The S27FG810S I’m looking at deploys this QD OLED approach, but in an unusually compact 27-inch screen sold at a relatively affordable (£1,099) price.
Design
- Premium metallic build quality and finish
- Impressively flexible set up and optional backlighting
- Good connectivity
The S27FG810S follows the established Odyssey 16:9 OLED template to a tee. Which is fine with me, as it delivers a beautiful combination of stylish minimalist lines and excellent build quality, complete with a premium metallic finish for the hexagonal desktop stand and the screen’s outer trim.
The attractive rounded sculpting of the rear side is set off by a crisp silver finish, while a roster of LEDs encircling the point where the stand attaches to the screen’s rear add eye-catching and immersive coloured lighting to your gaming experience. You can turn this Infinity lighting system off, if you want to save a bit of running power or you’re just not a fan.

Another lovable design feature of the S27FG810S is how easy it is to put together. No screws or screwdrivers are required, with the neck attaching to the base with a simple twist, and the screen locking effortlessly onto the neck’s head mount with a simple angle and click motion.
Even a klutz like me was able to get the monitor assembled in well under a minute – yet, crucially, unlike all my IKEA furniture building efforts, the result still felt robust and stable.
Despite how easy it is to assemble, the S27FG810S’s screen can easily be tilted or twisted round, as well as being rotatable through 90 degrees if you want to use it in a vertical orientation.


Connectivity is impressive. A pair of HDMI inputs (switchable between HDMI 2.1 and 1.4 specifications) are joined by a 1.4-spec DisplayPort input and no less than three USB 3.0 ports: One USB-B Upstream, two Type-A downstream.
There’s no Wi-Fi or Bluetooth support, but then this isn’t one of Samsung’s smart monitors and so doesn’t carry any streaming apps/services or support direct online cloud gaming.
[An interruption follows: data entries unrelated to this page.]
Issue #391, opened 2021-12-17
Be more resilient to nixpkgs errors


ncfavier:
It's not the first time I see the import fail because e.g. someone put a string in `meta.maintainers` (cf. https://github.com/NixOS/nixos-search/issues/389). It would be nice to be more resilient to such failures, for example:

- in the particular case of maintainers, allow parsing a string as an entry `{name: name, github: null, email: null}`
- in general, don't fail the whole import if a single package or option fails to deserialise

piegamesde:
I think we should fix this the other way around: putting a string into `meta.maintainers` should give an evaluation error in `nixpkgs`.

sternenseemann:
This should already be inforced by ofborg in nixpkgs via `check-meta.nix` which restricts the `maintainers` field to `listOf (attrsOf str)`.

ncfavier:
Ah but `(listOf (attrsOf str)).check [ "foo" ]` evaluates to `true`... Apparently [`listOf`](https://github.com/NixOS/nixpkgs/blob/59bfda72480496f32787cec8c557182738b1bd3f/lib/types.nix#L369) and [`attrsOf`](https://github.com/NixOS/nixpkgs/blob/59bfda72480496f32787cec8c557182738b1bd3f/lib/types.nix#L398) don't bother to check the types of their elements?

sternenseemann:
Right, that's weird, but maybe something we can fix upstream, although I fear it may be quite the performance penalty for the already slow module system (the `Of` part seems to be mostly used to choose the proper merging behavior).

ncfavier:
The current import failure is caused by a use of `literalDocBook` in an option `description` (https://github.com/NixOS/nixpkgs/pull/155928).

garbas:
I think we should look again how are we importing flakes and nixpkgs.

How it works right now is quite easy to miss if some flakes are failing to import. With nixpkgs is a little better (we at least see a failed github action), but we are not really reporting it somewhere.

We need somehow to put things that fail into import into quarantine and report them to our matrix channel. And for things that are in quarantine we should use data from last import.

Issue #389, opened 2021-12-14
Search action no longer runs successfully


Mic92:
See github action error: https://github.com/NixOS/nixos-search/runs/4521001235?check_suite_focus=true

ysndr:
Thanks, I am on it

ysndr:
It is because the maintainer of `gotypist` did not add themselves to the maintainers.nix file but instead wrote is name as a string, which is unexpected to nix-flakes

pb-:
@ysndr Sorry about that, I didn't realize that a string was unacceptable :see_no_evil: . Thank you for fixing it.

ysndr:
Thats alright, its been overlooked during review everything is alright.
The action wont succeed until there is an updated nixos-unstable with that change included, lets see when that is going to land.

ysndr:
Worked around in #393

PR #393, opened 2021-12-17
Allow plain strings for nixpkgs maintainer fields

ysndr:
Implements first point as mentioned in #391 to prevent issues with plain maintainer names (#389) from happening

cc. @garbas @ncfavier

### DIFF
--- a/flake-info/src/data/export.rs
+++ b/flake-info/src/data/export.rs
@@ -216,10 +216,13 @@ impl From<import::NixpkgsEntry> for Derivation {
                     .map(|l: &License| l.fullName.to_owned())
                     .collect();
 
-                let package_maintainers = package
+                let package_maintainers: Vec<Maintainer> = package
                     .meta
                     .maintainers
-                    .map_or(Default::default(), Flatten::flatten);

It also doesn’t carry any built in speakers, reducing the potential usefulness of a Bluetooth connection.


The only negatives about the design are that the connections are a little tricky to get to, placed as they are directly behind the chunky stand neck, and that the small joystick controller knob that provides your only way of making adjustments to the monitor’s settings is rather fiddly.
Maybe it wouldn’t have been too much to ask for Samsung to include a remote control for the S27FG810S’s £1099 / $1299 price.
Image Quality
- Stunning contrast and colour
- Fantastic sharpness and responsiveness
- Moderate HDR brightness – though impressive local intensity
As I’d hoped, the S27FG810S’s QD OLED panel kicks off an all-round phenomenal image performance with an incredible display of local – pixel level, in fact – light control that results in the sort of contrast most monitors can only dream of.
With the S27FG810S a full white pixel can exist right next to a full black pixel without the slightest hint of blooming/haloing/general light pollution in the dark pixel or any dimming of the bright pixel.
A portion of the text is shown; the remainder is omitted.